The doubling depends on the environment structure. There are game trees and reward functions where this holds, and some where it doesn’t.
If the rewards are ϵ-close in sup-norm, then you can get nice regret bounds, sure.
[Deleted]
The freshly updated paper answers this question in great detail; see section 6 and also appendix B.
Great question. One thing you could say is that an action is power-seeking compared to another, if your expected (non-dominated subgraph; see Figure 19) power is greater for that action than for the other.
Power is kinda weird when defined for optimal agents, as you say—when γ=1, POWER can only decrease.
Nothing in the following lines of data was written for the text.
PR #8528, opened 2022-03-23
[1.18.x] Move to Jetbrains nullability annotations

SizableShrimp:
This PR moves every reference to javax annotations in the Forge codebase (excluding Minecraft source obviously) to Jetbrains nullability annotations. This is just to standardize everything as the current state of the codebase uses a mix of both. All classes affected by this move had an import optimizer run over them which reordered some imports / got rid of wildcard imports.


marchermans (approved):
It took me a hot second to realize that "in forge code" also means in forge code in patches....
But yeah this looks good, the import rework though... Maybe should have been in a separate PR, but what ever.

sciwhiz12 (changes requested):
With the agreement of @OrionDevelopment, this PR will temporarily be put on hold for the following concerns:
 1. The change of nullability annotations from `javax.annotation` to `org.jetbrains.annotations` means that all open (1.18) PRs need to be reviewed and checked for uses of the old annotations and changed accordingly.

    The PR reviews will have to done manually, as some PRs may not use these annotations or use them in a way which does not conflict. Also, the CI will not detect these conflicts unless and until the PR is merged against the latest commit of its base branch.

 2. The reordering of imports in this PR will cause merge conflicts against all open (1.18) PRs which add or modify importss in existing classes. This means that all PRs have to reviewed and changes requested for merge conflicts brought about due to the import reordering.

    This review will be a tad more complicated due to the possibility of merge conflicts caused by the test sourceset's `mods.toml` rather than the import reordering. 

    GitHub only shows the list of files with merge conflicts to those with write access to the PR (the PR author and repository collaborators), so the Triage Team would have to manually confirm the merge conflicts are due to the import reordering (whether by reasoning or by checking the conflicts locally).

 3. The reordering of imports in this PR means the style configuration of your import optimizer (which I presume to be your IDE) is applied to all classes. 

    While this does make import ordering consistent across all classes, alongside the point made above, we would like to codify this import ordering as a Forge style guideline (and produce autoformatter config files for the same), to avoid constant reordering of these imports by PRs from contributors in the future (due to their own IDE's configured import ordering).

Dropping the imports changes from this PR would delay points 2 and 3 until such time that we are confident in performing these changes without affecting all open PRs, such as perhaps during the 1.19 update and patch cycle. 

However, point 1 stands regardless, which alone means the Triage Team must be made aware of when this PR is merged, to plan a review of all open PRs for correcting uses of the old nullability annotations.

See Power as Easily Exploitable Opportunities for more on this.
Shortly after Theorem 19, the paper says: “In appendix C.6.2, we extend this reasoning to k-cycles (k >1) via theorem 53 and explain how theorem19 correctly handles fig. 7”. In particular, see Figure 19.
The key insight is that Theorem 19 talks about how many agents end up in a set of terminal states, not how many go through a state to get there. If you have two states with disjoint reachable terminal state sets, you can reason about the phenomenon pretty easily. Practically speaking, this should often suffice: for example, the off-switch state is disjoint from everything else.
If not, you can sometimes consider the non-dominated subgraph in order to regain disjointness. This isn’t in the main part of the paper, but basically you toss out transitions which aren’t part of a trajectory which is strictly optimal for some reward function. Figure 19 gives an example of this.
The main idea, though, is that you’re reasoning about what the agent’s end goals tend to be, and then say “it’s going to pursue some way of getting there with much higher probability, compared to this small set of terminal states (ie shutdown)”. Theorem 17 tells us that in the limit, cycle reachability totally controls POWER.
I think I still haven’t clearly communicated all my mental models here, but I figured I’d write a reply now while I update the paper.
Thank you for these comments, by the way. You’re pointing out important underspecifications. :)
I think one problem is that power-seeking agents are generally not that corrigible, which means outcomes are extremely sensitive to the initial specification.